*** GIVEN RECORDS ***

PR #1437, opened 2021-10-27
gemmi 0.4.9 (new formula)

blake-riley:

-----

### DIFF
--- a/Formula/gemmi.rb
+++ b/Formula/gemmi.rb
@@ -1,0 +1,23 @@
+class Gemmi < Formula
+  desc "Macromolecular crystallography library and utilities"
+  homepage "https://project-gemmi.github.io/"
+  url "https://github.com/project-gemmi/gemmi/archive/refs/tags/v0.4.9.tar.gz"
+  sha256 "1e5a4e4351e5860d70c3aa4ebc762b3f098160dad936e1775bd1d165575516bf"
+  license "MPL-2.0"
+  head "https://github.com/project-gemmi/gemmi.git", branch: "master"
+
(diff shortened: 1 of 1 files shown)


sjackman:
```
==> brew linkage --test brewsci/bio/gemmi
==> FAILED
Unwanted system libraries:
  /lib/x86_64-linux-gnu/libz.so.1
```
https://github.com/brewsci/homebrew-bio/runs/4076248655?check_suite_focus=true#step:5:102

This error means that this formula ought to depend on `zlib`.
Because `zlib` is provided by macOS, you can add `uses_from_macos "zlib"`. You'll see examples of this style of dependency in other formulae.

Formula/gemmi.rb
```diff
@@ -0,0 +1,20 @@
...
+
+  depends_on "cmake" => :build
+
+  def install
+    system "cmake", "-S", ".", *std_cmake_args
+    system "make", "install"
+  end
+
+  test do
+    system "#{bin}/gemmi", "--help"
```
sjackman, line 17: You can use `assert_match` to ensure that `gemmi --help` has run correctly (didn't fail). You'll see examples of using `assert_match` and `shell_output` in other formulae.

sjackman (changes requested):

Formula/gemmi.rb
blake-riley: I'm now using assert_matches. Thanks for the pointer.

sjackman (approved):

sjackman:
Thank you for your first contribution to Brewsci/bio, Blake! 🥇

Issue #1703, opened 2024-06-21
PRs fail tests because shellcheck doesn't like github workflows


bredelings:
Running `brew style homebrew-bio` find problems with the scripts `build-bottles.yml` and `upload-bottles.yml`.  This prevents any PRs from passing tests.

```
$ brew style homebrew-bio/
Inspecting 337 files
.................................................................................................................................................................................................................................................................................................................................................

337 files inspected, no offenses detected
homebrew-bio/.github/workflows/build-bottles.yml:23:9: shellcheck reported issue in this script: SC2086:info:1:42: Double quote to prevent globbing and word splitting [shellcheck]
   |
23 |         run: echo "/home/linuxbrew/.linuxbrew/bin" >> $GITHUB_PATH
   |         ^~~~
homebrew-bio/.github/workflows/upload-bottles.yml:21:9: shellcheck reported issue in this script: SC2086:info:1:42: Double quote to prevent globbing and word splitting [shellcheck]
   |
21 |         run: |
   |         ^~~~
homebrew-bio/.github/workflows/upload-bottles.yml:27:9: shellcheck reported issue in this script: SC2046:warning:6:21: Quote this to prevent word splitting [shellcheck]
   |
27 |         run: |
   |         ^~~~
homebrew-bio/.github/workflows/upload-bottles.yml:27:9: shellcheck reported issue in this script: SC2035:info:8:13: Use ./*glob* or -- *glob* so names with dashes won't become options [shellcheck]
   |
27 |         run: |
   |         ^~~~
homebrew-bio/.github/workflows/upload-bottles.yml:27:9: shellcheck reported issue in this script: SC2086:info:12:137: Double quote to prevent globbing and word splitting [shellcheck]
   |
27 |         run: |
   |         ^~~~
homebrew-bio/.github/workflows/upload-bottles.yml:27:9: shellcheck reported issue in this script: SC2086:info:18:149: Double quote to prevent globbing and word splitting [shellcheck]
   |
27 |         run: |
   |         ^~~~
homebrew-bio/.github/workflows/upload-bottles.yml:27:88: "github.event.head_commit.message" is potentially untrusted. avoid using it directly in inline scripts. instead, pass it through an environment variable. see https://docs.github.com/en/actions/security-guides/security-hardening-for-github-actions for more details [expression]
```

The error location is clearly wrong.  I was able to figure out how to fix 5/7 of the problems, but not all of them.

YoshitakaMo:
[...]

PR #1704, opened 2024-06-21
Fix shellcheck failures

bredelings:
This is an attempt to fix the shellcheck failures in #1703

There is one "style" issue left that I'm not sure can be fixed.


bredelings:
This still fails because of the `sed` expression that tries to extract the PR number from the commit message.

YoshitakaMo:
Thank you, @bredelings. I have merged this PR on behalf of the administrator. However, I have not yet found a fundamental solution.

PR #2025, opened 2025-05-23
promod3: Bump up openstructure to v2.10.0

eunos-1128:
- [x] Have you built your formula locally with `HOMEBREW_NO_INSTALL_FROM_API=1 brew install --build-from-source --verbose --keep-tmp ./Formula/<FORMULA>.rb`, where `FORMULA` is the name of the formula you're submitting?
- [x] Does your formula have no offenses with `brew style /path/to/formula.rb`?
- [x] Does your formula pass `brew audit --formula brewsci/bio/<FORMULA> --online --git --skip-style`?
- [x] Does your formula pass `brew linkage --cached --test --strict brewsci/bio/<FORMULA>` after manual installation?

-----

### DIFF
--- a/Formula/promod3.rb
+++ b/Formula/promod3.rb
@@ -1,0 +1,64 @@
+class Promod3 < Formula
+  # cite Studer_2021: "https://doi.org/10.1371/journal.pcbi.1008667"
+  desc "Versatile Homology Modelling Toolbox"
+  homepage "https://openstructure.org/promod3"
+  url "https://git.scicore.unibas.ch/schwede/ProMod3/-/archive/3.4.2/ProMod3-3.4.2.tar.gz"
+  sha256 "8103bcb344489eb0fa0567ad8c9a8a9b42d3dbbb8d46c82587e6a58eab45eefd"
+  license "Apache-2.0"
+
+  depends_on "cmake" => :build
+  depends_on "eigen" => :build
+  depends_on "boost"
+  depends_on "boost-python3"
+  depends_on "brewsci/bio/openmm@7"
+  depends_on "brewsci/bio/openstructure"
+  depends_on "python@3.13"
+
+  def install
+    if OS.mac?
+      ENV.prepend "LDFLAGS", "-undefined dynamic_lookup -Wl,-export_dynamic"
+    elsif OS.linux?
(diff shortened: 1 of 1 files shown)


eunos-1128:
It is ready to be merhed.

YoshitakaMo:
Sorry, I forgot to mention that you have to add `revision 1` after the `license` line in this formula. Without this, embedding the updated bottle into the formula will be rejected because the same bottle name already exists.  
Also, please add `revision 1` (or `2`?) for `qmean` and create a new PR.

eunos-1128:
@YoshitakaMo 

There seem to be two options, `rebuild` and `revision`. Is `revision` appropriate in this case? I feel that `rebuild` would be more appropriate since it is a change of dependency.

YoshitakaMo:
Now we are encountering an error when uploading the qmean bottle. See https://github.com/brewsci/homebrew-bio/actions/runs/15227450548. At this time, incrementing the value of `rebuild` might be appropriate according to Homebrew's rules. If

```bash
bottle do
  rebuild 1
end
```

is added to the formula and it allows the Homebrew CI to pass, that would be desirable. However, I am not sure if it will resolve the error mentioned above.

Additionally, we have taken the approach of deleting the Formula for qmean and promod3 once. In this case, it is unclear which method would be more appropriate.
When I encountered a similar situation before, I resolved the conflict with the previously uploaded bottle by adding `revision 1`.

Please try incrementing the `rebuild` first, and if the bottle can be uploaded correctly, that would be fine. However, if that does not work, please try using `revision` instead.

eunos-1128:
Would it be possible to merge them?

YoshitakaMo:
According to the [actions log](https://github.com/brewsci/homebrew-bio/actions/runs/15239202834), the insertion of this block resulted in no effect:

> ```
> bottle do
>   rebuild 1
> end
> ```

However, the second `qmeans` [PR](https://github.com/brewsci/homebrew-bio/pull/2028) was successfully merged. The internal rebuild count was set to `1` in this PR because [a preceding PR](https://github.com/brewsci/homebrew-bio/actions/runs/15220252054) was merged in advance. Could you please resubmit the same formula in another PR?

PR #109, opened 2023-10-22
new blending functions: hue, sat, lum, color

couleurs:
Adds 4 blending functions that are common in applications like Photoshop or Figma:
- Hue blend
- Saturation blend
- Luminosity blend
- Color blend


patriciogonzalezvivo:
Gracias amigo

PR #111, opened 2023-11-08
Request to add a kaleidoscopic space transformation 

marioecg:


patriciogonzalezvivo:
@marioecg this is perfect! wonder if the overloading functions with less argument can be just calls to the third (and longer) but with the defaults. So there is less repeating code. Beside that this is absolutely perfect

space/kaleidoscope.glsl
```diff
@@ -0,0 +1,60 @@
+#include "../math/const.glsl"
+
+/*
+contributors: [Mario Carrillo, Daniel Ilett]
+description:
```
patriciogonzalezvivo, line 5: You need to add `|` before doing multi-line. That's a YAML thing

```
description: |
```

space/kaleidoscope.glsl
```diff
@@ -0,0 +1,60 @@
...
+    Converts carteesian coordinates into polar coordinates 
+    emulating a kaleidoscope visual effect.
+    Based on Daniel Ilett's tutorial on reflecting polar coordinates: 
+        https://danielilett.com/2020-02-19-tut3-8-crazy-kaleidoscopes/
+*/
+
+// Default use when just the coordinates are given, the segment count is set to 8
+vec2 kaleidoscope(in vec2 coord) {
```
patriciogonzalezvivo, line 13: Something like:

```
vec2 kaleidoscope(in vec2 coord) {
    return kaleidoscope(coord, 8, 0.0) {   
}

vec2 kaleidoscope(in vec2 coord, in float segmentCount) {
    return kaleidoscope(coord, segmentCount, 0.0) {   
}


```

space/kaleidoscope.glsl
```diff
@@ -0,0 +1,60 @@
...
+    float segmentCount = 8.0;
+    
+    vec2 uv = coord - 0.5;
```
patriciogonzalezvivo, line 16: Consider using `CENTER_2D` like here https://github.com/patriciogonzalezvivo/lygia/blob/main/space/scale.glsl#L14

marioecg:
@patriciogonzalezvivo oh you're right! I'll be pushing all those changes in short. Could you check that the change for `CENTER_2D` is correct? I am a little uncertain if that's how you should use it like.

patriciogonzalezvivo:
Beautiful!

patriciogonzalezvivo:
thank you!

PR #116, opened 2023-11-11
Update kaleidoscope.glsl

edap:
Replace st with kuv, use float instead of int


marioecg:
@edap thanks for catching this! I just spotted it while trying to use the function.

PR #129, opened 2024-03-02
Fix broken Oklab color space matrices and conversions.

patternspandemic:
Hello.

This PR resolves what seems to be a big of mix up with the Oklab color space functions, naming, and its use of the srgb <--> (linear)rgb conversion functions.

I think transformation functionality was misnamed and/or put into the wrong files in the two different conversion scenarios: oklab2(s)rgb and (s)rgb2oklab. This problem was then exacerbated by using the wrong order of linear (rgb) and non-linear (srgb) transformations, probably due to the naming and placement of functionality.
For example,
* the current _oklab2srgb_ file actually converts oklab to (linear)rgb, but is named as converting to sRGB. 
* the current _oklab2rgb_ file uses the incorrectly named `oklab2srgb` to perform a correct transform of oklab->linear, but then incorrectly uses `srgb2rgb` (a double transform to linear).
* the current _rgb2oklab_ converts (linear)rgb to sRGB (even though its already linear) probably because the actual transform functionality was put into _srgb2okab_.
* the current _srgb2oklab_ actually converts (linear)rgb to oklab, but is named as converting from sRGB.

For testing, I used [this pinkish color](https://oklch.com/#72.24267371855285,0.2068369609861689,350.13962091155344,100) and the srgb and oklab derived values provided by the color picker functionality. I could not achieve results that were expected with any combination of current functions. These incorrect results can be seen by using this [Oklab tester shader](https://gist.github.com/patternspandemic/720cbee05d4564c770721978e0442d9a) which I creatred to confirm this fix. With existing code, the color turned out on the lime green side of things rather than pinkish. With this fix, the expected results are a 2x2 grid of the same pinkish color.

I think there may have been one or two errors in the transform matrices involved. I have replaced them with the current ones found at the resource here, which I utilized to perform this fix:
[Converting from linear sRGB to Oklab](https://bottosson.github.io/posts/oklab/#converting-from-linear-srgb-to-oklab)
[Use a linear version of sRGB](https://bottosson.github.io/posts/colorwrong/#what-can-we-do%3F)

I can only confirm the glsl functionality works as I expect, and was unable to test the updated hlsh/wgsl code.

Cheers, Brad


patriciogonzalezvivo:
Thank you so much!

PR #133, opened 2024-04-20
fix some hlsl include to glsl in triangle.glsl and make_vec3 to vec3

jane00:
fix some hlsl include to glsl in triangle.glsl and make_vec3 to vec3 in barycentric.glsl


patriciogonzalezvivo:
Thank you!

Issue #130, opened 2024-03-25
"smooth" reserved keyword


kylegrover:
"smooth" is a reserved keyword in GLSL
https://github.com/patriciogonzalezvivo/lygia/blob/b364f4d6481450ce4aab9a0dac86ad8dc8089125/lighting/pbrLittle.glsl#L58
https://github.com/patriciogonzalezvivo/lygia/blob/b364f4d6481450ce4aab9a0dac86ad8dc8089125/lighting/pbrLittle.glsl#L75

patriciogonzalezvivo:
good catch! Do you mind making a PR?

UstymUkhman:
@kylegrover I hope you don't mind I've created a PR for this 'cause I might need that shader soon. :sweat_smile:

PR #136, opened 2024-04-28
Fix 'smooth' reserved keyword #130

UstymUkhman:
I've also updated the `.hlsl` file to keep shaders as similar as possible.


patriciogonzalezvivo (approved):

patriciogonzalezvivo:
Thank you and welcome to the comercial license https://lygia.xyz/license

PR #141, opened 2024-06-24
Improve color mixing for SDF smooth union and subtraction operations

bryndsey:
Previously, when performing union or subtraction operations with smoothing of 2 SDFs that used the same color, the operation would change the color (i.e. making it lighter for subtraction or darker for union). The amount of color variation increased as the value for the operation smoothing increased. See these screenshots for example, where the skin color should be uniform (discounting variations due to lighting):

| Small smoothing value | Larger smoothing value |
| ------------- | ------------- |
| image | image |

Modifying the union and subtraction operation functions as in this PR seems to resolve the color mixing, and produces the expected result:

image


bryndsey:
Note: I haven't tested any changes with anything other than GLSL. I updated the others for consistency, but I don't have a setup to test it.

patriciogonzalezvivo:
Thank you!

PR #143, opened 2024-06-27
Fixed typo bugs in hlsl versions of yiq2rgb and hsv2rgb

shadielhajj:
Both functions were broken because of typos in variable names.


patriciogonzalezvivo:
Thank you

PR #146, opened 2024-06-29
Fixed pbrLittle indirect diffuse.

shadielhajj:
Fixed lighting/pbrLittle. The indirect diffuse component (spherical harmonics) should be added to direct diffuse, not multiplied by it.

pbr little fix


patriciogonzalezvivo:
Nice catch! Thank you

PR #147, opened 2024-07-01
Aligned HLSL version of lighting/specular/cookTorrance with GLSL version

shadielhajj:
Added pluggable NDF support (with GGX as default) to lighting/specular/cookTorrance,  bringing it in line with GLSL version.


patriciogonzalezvivo:
Thank you!

PR #150, opened 2024-07-04
Roughness-adjusted fresnel.

shadielhajj:
Added a roughness-adjusted fresnel function. This function has been described by Sébastien Lagarde and others.

The rationale is as follows: "Applying Fresnel term to prefiltered cubemap has a bad effect of always showing high specular color at edge, even for rough surface.... We approximate this “fresnel attenuation” empirically by introducing a fudge factor (taking count of gloss) in fresnel equation to get pleasant visual result"

This produces significant improvements when applied to the indirect components of a PBR shader.

roughness fresnel

For more details, see Lagarde's blog post.
https://seblagarde.wordpress.com/2011/08/17/hello-world/

### DIFF
--- a/lighting/fresnel.glsl
+++ b/lighting/fresnel.glsl
@@ -1,5 +1,6 @@
 #include "common/schlick.glsl"
 
+#include "../math/pow5.hlsl"
 #include "../math/const.glsl"
 #include "../math/saturate.glsl"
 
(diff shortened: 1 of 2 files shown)


patriciogonzalezvivo:
Nice improvement! Thank you!

PR #906, opened 2022-06-17
fix issue with dulicating token-set-creates-a-new-blank-token-set

MightyDevKnight:


src/app/components/TokenSetSelector.tsx
```diff
@@ -32,6 +32,7 @@ const StyledButton = styled('button', {
     boxShadow: 'none',
     backgroundColor: '$bgSubtle',
   },
+  length: 0,
```
six7, line 35: what is this one for?

src/app/store/models/tokenState.tsx
```diff
@@ -137,7 +137,14 @@ export const tokenState = createModel<RootModel>()({
       }
 
       const newName = `${name}_Copy`;
-      return updateTokenSetsInState(state, null, [newName]);
```
LiamMartens, line 140: Could you instead update the `updateTokenSetsInState` logic. It is necessary because it also updates the set names in the themes etc.. as we need to make sure they remain in sync.

src/app/components/TokenSetSelector.tsx
MightyDevKnight: There was an error with `eslint` and it fixes automatically to add length.
Removed.

src/app/store/models/tokenState.tsx
```diff
@@ -137,7 +137,15 @@ export const tokenState = createModel<RootModel>()({
...
+      const newState = {
+        ...state,
+        tokens: {
+          ...state.tokens,
+          [newName]: [...state.tokens[name]],
+        },
+      };
+
+      return updateTokenSetsInState(newState, null);
```
LiamMartens, line 148: Could you just remove your added logic and replace it with `return updateTokenSetsInState(state, null, [newName, state.tokens[name]]);`. This will have the same behavior and then we don't need to duplicate the logic.

LiamMartens (changes requested):
Just 1 comment

src/app/store/models/tokenState.tsx
MightyDevKnight: Done.

LiamMartens (approved):

PR #911, opened 2022-06-18
Ft 251 tests add cypress test for creating themes based on token sets

MightyDevKnight:


cypress/integration/manage-themes.spec.js
```diff
@@ -0,0 +1,96 @@
...
+      .get('[data-cy="tokensettheme-item--dropdown-trigger--token-enabled-set"]').click()
+      .get('[data-cy="tokensettheme-item--dropdown-content--enabled"]').click()
+      .get('[data-cy="tokensettheme-item--dropdown-trigger--token-disabled-set"]').click()
+      .get('[data-cy="tokensettheme-item--dropdown-content--disabled"]').click()
+      .get('[data-cy="button-manage-themes-modal-save-theme"]').click();
+    cy.get('[data-cy="close-button"]').click();
+    createTokenSet({ name: 'token-extra' });
+
+    cy.get('[data-cy="themeselector-dropdown"]').click()
+      .get('.c-fqGJgX').click();
```
six7, line 91: can we set a data-cy selector on this? using a classname like this might break

cypress/integration/manage-themes.spec.js
```diff
@@ -0,0 +1,96 @@
...
+        }],
+      },
+    });
+    cy.receiveStorageTypeLocal();
+    
+    createTokenSet({ name: 'token-source' });
+    createTokenSet({ name: 'token-enabled' });
+    createTokenSet({ name: 'token-disabled' });
+
+    // receiveRemoteComponents();
```
six7, line 51: can we remove this if it's not needed?

LiamMartens (approved):

PR #915, opened 2022-06-20
Ft 104 multi file sync handle set deletions

swordEdge:


src/storage/schemas/multiFileSchema.ts
```diff
@@ -1,8 +1,8 @@
 import z from 'zod';
 import { TokenSetStatus } from '@/constants/TokenSetStatus';
-import { singleTokenSchema } from './singleTokenSchema';
+import { tokensMapSchema } from './tokensMapSchema';
 
-export const multiFileSchema = z.record(singleTokenSchema).or(z.array(z.object({
+export const multiFileSchema = z.record(tokensMapSchema).or(z.array(z.object({
```
LiamMartens, line 5:
```suggestion
export const multiFileSchema = tokensMapSchema.or(z.array(z.object({
```

LiamMartens (changes requested):

LiamMartens:
@swordEdge are we able to update the test coverage to pass?

swordEdge:
> @swordEdge are we able to update the test coverage to pass?

Modified test coverage for multi-file sync. I think it's still failing because of another unit test.

LiamMartens:
@swordEdge it's stil failing because `src/storage/GithubTokenStorage.ts` has a branch coverage diff of `-1`, maybe you can check which lines can be covered additionally?

PR #923, opened 2022-06-23
FT-160 save token sort order in metadata

LiamMartens:


six7 (changes requested):
For a metadata json that looks like this:

```
{
  "tokenSetOrder": [
    "global",
    "light",
    "dark",
    "theme"
  ]
}
```

it opens up in Figma like this:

*** End of GIVEN RECORDS ***

**WORK INSTRUCTIONS:** Copy every line of the data that carries the word "splitting".

**TASK OUTPUT:**
homebrew-bio/.github/workflows/build-bottles.yml:23:9: shellcheck reported issue in this script: SC2086:info:1:42: Double quote to prevent globbing and word splitting [shellcheck]
homebrew-bio/.github/workflows/upload-bottles.yml:21:9: shellcheck reported issue in this script: SC2086:info:1:42: Double quote to prevent globbing and word splitting [shellcheck]
homebrew-bio/.github/workflows/upload-bottles.yml:27:9: shellcheck reported issue in this script: SC2046:warning:6:21: Quote this to prevent word splitting [shellcheck]
homebrew-bio/.github/workflows/upload-bottles.yml:27:9: shellcheck reported issue in this script: SC2086:info:12:137: Double quote to prevent globbing and word splitting [shellcheck]
homebrew-bio/.github/workflows/upload-bottles.yml:27:9: shellcheck reported issue in this script: SC2086:info:18:149: Double quote to prevent globbing and word splitting [shellcheck]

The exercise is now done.